The movie Bull Durham did a very good job showing the superstitious side of baseball through chants over bats, breathing through one’s eyelids, chicken, and of course a garter belt where the rose goes in the front.

The movie Bull Durham did a very good job showing the superstitious side of baseball through chants over bats, breathing through one’s eyelids, chicken, and of course a garter belt where the rose goes in the front.
Photo R. Anderson

Baseball is not the only sport with superstitions. Across all level of sports there are athletes who have a lucky shirt, or other article of clothing that they cannot go onto the field of battle without.

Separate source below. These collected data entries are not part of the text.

PR #1105, opened 2026-05-18
fix: filter known slugs by app set when switching app sets

ralphbean:
When an org already has a fullsend install under a different app set, loadKnownSlugs returns the old slugs from config.yaml. These were being passed directly to findExistingInstallation, which checks knownSlugs before the expected slug — causing it to pick up the old app instead of looking for the new one.

Filter the config-loaded slugs to only those whose slug starts with the requested app set prefix before merging with shared-app overrides.

Assisted-by: Claude Sonnet 4.6 <noreply@anthropic.com>


waynesun09:
Closing as duplicate of #1104, which includes additional hardening (exact slug match instead of prefix, transient error propagation in public app path, permission validation). #1104 has been enqueued in the merge queue.

PR #1108, opened 2026-05-18
fix: accept result.json as fallback in output validation

waynesun09:
## Summary
- When an agent writes `result.json` instead of `agent-result.json`, the validation script now falls back to the alternate filename instead of immediately failing
- Emits a `WARN` log line so the mismatch remains visible for debugging
- Avoids burning a full retry iteration on a filename mismatch

## Context
Triggered by a review agent run on `konflux-ci/.fullsend` ([job 76613650259](https://github.com/konflux-ci/.fullsend/actions/runs/26058857280/job/76613650259)) where the agent wrote `output/result.json` instead of `output/agent-result.json`. Both iterations failed with `FAIL: output/agent-result.json not found` despite the agent producing valid output.

Refs: #1107

## Test plan
- [ ] Run `validate-output-schema.sh` with `agent-result.json` present — should PASS as before
- [ ] Run with only `result.json` present — should WARN and validate successfully
- [ ] Run with neither file present — should FAIL as before
- [ ] Run with a custom `FULLSEND_OUTPUT_FILE` — fallback should not activate


ralphbean (approved):
Let's try it.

The tradition of “playoff beards” can be considered another sport superstition that athletes employ.

The link between superstitions and sports can start at a very early age.

Back in high school I did a feature article on the goalie of my school’s woman’s soccer team, who attributed her on-field success to a lucky argyle sock that she wore during every game.

Granted it was not a pair of socks but one single sock that took over when her “magic shoes” fell ill.

Throughout my career, I have been around many other superstitious athletes, and I am sure I will meet many more. To date though a single “lucky” Argyle sock has been the most memorable superstition I have encountered.

On this Friday the 13th beware of those around you who are extra cautious of their surroundings and if you find yourself short one Argyle sock in the wash, I have a pretty good idea where it might have run off to.

Now if you’ll excuse me, I am going to see if I can find a black cat while walking under a ladder and holding a broken mirror while stepping on all of the sidewalk cracks I can find.